PR #896, opened 2023-04-12
OAK-10186: switch oak-store-spi to shaded guava

reschke:


oak-it/src/test/java/org/apache/jackrabbit/oak/composite/CompositeNodeStoreTest.java
```diff
@@ -88,6 +86,9 @@
 import org.junit.runners.Parameterized;
 import org.junit.runners.Parameterized.Parameters;
 
+import com.google.common.collect.ImmutableSet;
+import com.google.common.collect.Lists;
```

What is required - Repeat exactly, and only, the lines from the one containing "OAK-10186: switch oak-store-spi" through the last line above.

Output for this task -
OAK-10186: switch oak-store-spi to shaded guava

reschke:


oak-it/src/test/java/org/apache/jackrabbit/oak/composite/CompositeNodeStoreTest.java
```diff
@@ -88,6 +86,9 @@
 import org.junit.runners.Parameterized;
 import org.junit.runners.Parameterized.Parameters;
 
+import com.google.common.collect.ImmutableSet;
+import com.google.common.collect.Lists;
```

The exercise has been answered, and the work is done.